Saiyan Lusitano said:


> When you play Zelda with the Joy-Cons do you get to swing Link's sword and stuff? I haven't removed the Switch from the Dock yet, I just don't want to risk getting it scratched. Hopefully the screen protector arrives tomorrow.


  I don't think there are motion controls beyond gyro aiming but I haven't put all that much time into it yet, still on the Great Plateau.  The boys get first priority and we have been very busy with school and Scouts.   Wilderness Survival camping this weekend with Scouts and the forecast low is 15F, might need cook up some elixirs so my nuts don't freeze.


Interestingly my youngest has chosen to continue on with the Wii U EU version because Dad got it for him early and he doesn't want to loose progress.


----------



## DeslotlCL (Mar 10, 2017)

ehem https://gbatemp.net/threads/weirdest-error-ive-ever-encountered.463972/


----------



## Nyteshade714 (Mar 10, 2017)

Bwahahahaha you muppets got tricked into paying $400 to beta test Nintendo's new broken console for them.
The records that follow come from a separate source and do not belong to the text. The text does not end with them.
PR #173, opened 2023-04-27
cache compensated timer for measuring performance metric

suda-morris:
Play around with git filter-repo, I managed to keep the git history. 

This ccomp_timer was previously located in the esp-idf's tools folder. We found it can be useful for other components' performance tests, so decide to push it to the component registry.

### DIFF
--- a/ccomp_timer/README.md
+++ b/ccomp_timer/README.md
@@ -1,0 +1,9 @@
+# Cache Compensated Timer
+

There are two unbreakable laws for purchasing a new console:
1. Don't buy on release, wait until the manufacturers get the kinks worked out because there are ALWAYS kinks.
2. Don't buy a new console just because there's one game you want to play.
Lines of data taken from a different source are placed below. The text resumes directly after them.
Issue #29, opened 2022-03-19
Consider setting up dependabot to update submodule dependencies


igrr:
Dependabot has basic support for tracking and upgrading dependencies expressed using git submodules (https://docs.github.com/en/code-security/dependabot/dependabot-version-updates/configuration-options-for-the-dependabot.yml-file#package-ecosystem). Consider setting it up for this repository to get notified whenever a dependency can be upgraded.

Note that we might need to wait for or contribute to https://github.com/dependabot/dependabot-core/issues/1639 first, as currently dependabot will try to upgrade to the latest commit, not to the latest tag.

tore-espressif:
Done.

I don't have any experience with dependabot, so I'll keep this issue open for future evaluation/discussion

igrr:
Thanks @tore-espressif!

The PRs opened by dependabot have two problems now:

1. The PR updates the submodule to the latest commit, not to the latest tag (issue https://github.com/dependabot/dependabot-core/issues/1639 noted above).
2. Looks like the "publish test results" job is failing.

Still even in this form they are useful as a hint/reminder to us that some dependency might be outdated.

igrr:
This might be worth revisiting, especially since https://github.com/espressif/idf-extra-components/pull/146 adds two libraries which are known to sometimes have CVEs reported for them. It would be good to be able to get the new releases of these libraries published quickly.

PR #174, opened 2023-04-30
ci: add an action to update submodules

igrr:
This PR adds a new CI action to automatically update submodules, opening PRs for updates.

Example PRs can be seen in the fork:
* https://github.com/igrr/idf-extra-components/pull/7
* https://github.com/igrr/idf-extra-components/pull/8

Uses the following Github action:
* https://github.com/espressif/github-actions/pull/40

Description of config options in .gitmodules can be found the [README.md of update_submodule_versions action](https://github.com/igrr/github-actions/blob/feature/update_submodule_versions/update_submodule_versions/README.md).

## TODO

- [ ] Set SUBMODULE_UPDATE_AUTHOR_NAME and SUBMODULE_UPDATE_AUTHOR_EMAIL variables in repository settings after merging

---
Closes https://github.com/espressif/idf-extra-components/issues/29

### DIFF
--- a/.github/workflows/update_submodules.yml
+++ b/.github/workflows/update_submodules.yml
@@ -1,0 +1,25 @@
+name: Update submodules
+
+on:
+  schedule:
+    - cron: '0 0 * * SUN' # Sunday midnight
+  workflow_dispatch:               # Or manually
+
+permissions:
+  contents: write
+  pull-requests: write
+
+jobs:
+  update_submodules:
+    runs-on: ubuntu-latest
+    steps:
+      - uses: actions/checkout@v3
+        with:
+          submodules: 'recursive'
+          fetch-depth: 0
+      - name: Update submodules
+        uses: igrr/github-actions/update_submodule_versions@feature/update_submodule_versions
+        with:
+          repo-token: ${{ secrets.GITHUB_TOKEN }}
+          git-author-name: ${{ secrets.SUBMODULE_UPDATE_AUTHOR_NAME }}
+          git-author-email: ${{ secrets.SUBMODULE_UPDATE_AUTHOR_EMAIL }}
--- a/.gitmodules
+++ b/.gitmodules
@@ -1,36 +1,100 @@
 [submodule "libsodium/libsodium"]
 	path = libsodium/libsodium
 	url = https://github.com/jedisct1/libsodium.git
+	# libsodium doesn't tag new releases since 0.18.0, 'stable' branch is considered
+	# to be the latest stable release. See:
+	# https://github.com/jedisct1/libsodium/issues/1041#issuecomment-799812417
+	# However since idf_component.yml had the version already set to 0.20.0,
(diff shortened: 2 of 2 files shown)


.github/workflows/update_submodules.yml
```diff
@@ -0,0 +1,25 @@
...
+jobs:
+  update_submodules:
+    runs-on: ubuntu-latest
+    steps:
+      - uses: actions/checkout@v3
+        with:
+          submodules: 'recursive'
+          fetch-depth: 0
+      - name: Update submodules
+        uses: igrr/github-actions/update_submodule_versions@feature/update_submodule_versions
```
igrr, line 21: Change to espressif/github-actions once the related PR is merged

.gitmodules
```diff
@@ -1,36 +1,100 @@
...
+	# we can't update the version automatically (it would be set it back to 0.18.0~n)
+	# autoupdate = false
 [submodule "cbor/tinycbor"]
 	path = cbor/tinycbor
 	url = https://github.com/intel/tinycbor.git
+	autoupdate = true
+	autoupdate-branch = main
+	autoupdate-tag-glob = v[0-9]*.[0-9]*.[0-9]*
+	autoupdate-manifest = cbor/idf_component.yml
+	autoupdate-ver-regex = v([0-9]+).([0-9]+).([0-9]+)
```
mahavirj, line 17: Should we consider keeping some default values for branch, tag-glob and ver-regex fields? If we take most common syntax (e.g., version as `vx.y.z`) then we can reduce the additional fields specified for all external submodules.

.gitmodules
```diff
@@ -1,36 +1,100 @@
...
+	autoupdate = true
+	autoupdate-branch = master
+	autoupdate-tag-glob = [0-9]*.[0-9]*.[0-9]*
+	autoupdate-include-lightweight = true
+	autoupdate-manifest = fmt/idf_component.yml
+	autoupdate-ver-regex = ([0-9]+).([0-9]+).([0-9]+)
 [submodule "esp_delta_ota/detools"]
 	path = esp_delta_ota/detools
 	url = https://github.com/eerimoq/detools.git
+	# not updating automatically, as this is not an upstream repo
```
mahavirj, line 73: We do use source from this repository in our component build. We should add this component in the auto update list.

.gitmodules
igrr: I kept these explicit in order to force the component maintainer to go and check the tag naming pattern the repository actually uses.

Alternatively I could make the action fail if not a single tag with the given naming pattern is found. In that case I'll also make the action run when .gitmodules file is changed, with a --dry-run argument.

tore-espressif:
LGTM! Let's wait for https://github.com/espressif/github-actions/pull/40

.gitmodules
mahavirj: Yes, they are not related. Our component follows its own versioning policy here. We can handle the update for this case on-demand basis.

If you have a Switch, you've obviously broken law #1. Annnnd there is still only one launch title worth buying the console for, so don't lie to yourself and say you bought it for anything but Zelda. So there's law #2 broken as well. SO if you're one of these people complaining about all the issues with your new console, there's only one person you have to blame (hint: it sure isn't Obama).


----------



## TheCyberQuake (Mar 10, 2017)

Nyteshade714 said:


> Bwahahahaha you muppets got tricked into paying $400 to beta test Nintendo's new broken console for them. There are two unbreakable laws for purchasing a new console:
> 1. Don't buy on release, wait until the manufacturers get the kinks worked out because there are ALWAYS kinks.
> 2. Don't buy a new console just because there's one game you want to play.
> 
> If you have a Switch, you've obviously broken law #1. Annnnd there is still only one launch title worth buying the console for, so don't lie to yourself and say you bought it for anything but Zelda. So there's law #2 broken as well. SO if you're one of these people complaining about all the issues with your new console, there's only one person you have to blame (hint: it sure isn't Obama).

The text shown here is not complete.